## What you should do:
Repeat the whole listing, keeping each line as it is.

*** Opening Given data ***

PR #6324, opened 2015-12-01
Unequip notification fix

### LINKED ISSUE #6298: Notifications when equipping and unequipping items lack clarity
When a user directly unequips an item by clicking on it on the equipment page, a message pops up saying "<%= itemText %> un-equipped".  However no message appears if the user unequips it indirectly (by equipping something that conflicts with it).

I think the messages should inform the user they've unequipped something in both cases, with an extra notification about two-handed weapons if the two-handedness matters.

I'd be happy to implement this.

ojeytonwilliams:
Fixes #6298

This simplifies the message output when two-handed weapons are involved, getting rid of some redundant notifications.

In order to let user.ops functions send more than one message I ended up having to change the ops wrapping in userServices, so that the ops functions can parse arrays and send a message for each element.  I think this is the cleanest way to handle both single and multiple messages.


SabreCat:
Cool, we'll take a look! Be advised though that we're deep in a major overhaul of the back end (API v3!), so bear with us as it may take more time/hoop-jumping to get changes to `common` files merged right now. FYI @paglias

*** Closing Given data ***

## Response for this exercise:
PR #6324, opened 2015-12-01
Unequip notification fix

### LINKED ISSUE #6298: Notifications when equipping and unequipping items lack clarity
When a user directly unequips an item by clicking on it on the equipment page, a message pops up saying "<%= itemText %> un-equipped".  However no message appears if the user unequips it indirectly (by equipping something that conflicts with it).

I think the messages should inform the user they've unequipped something in both cases, with an extra notification about two-handed weapons if the two-handedness matters.

I'd be happy to implement this.

ojeytonwilliams:
Fixes #6298

This simplifies the message output when two-handed weapons are involved, getting rid of some redundant notifications.

In order to let user.ops functions send more than one message I ended up having to change the ops wrapping in userServices, so that the ops functions can parse arrays and send a message for each element.  I think this is the cleanest way to handle both single and multiple messages.


SabreCat:
Cool, we'll take a look! Be advised though that we're deep in a major overhaul of the back end (API v3!), so bear with us as it may take more time/hoop-jumping to get changes to `common` files merged right now. FYI @paglias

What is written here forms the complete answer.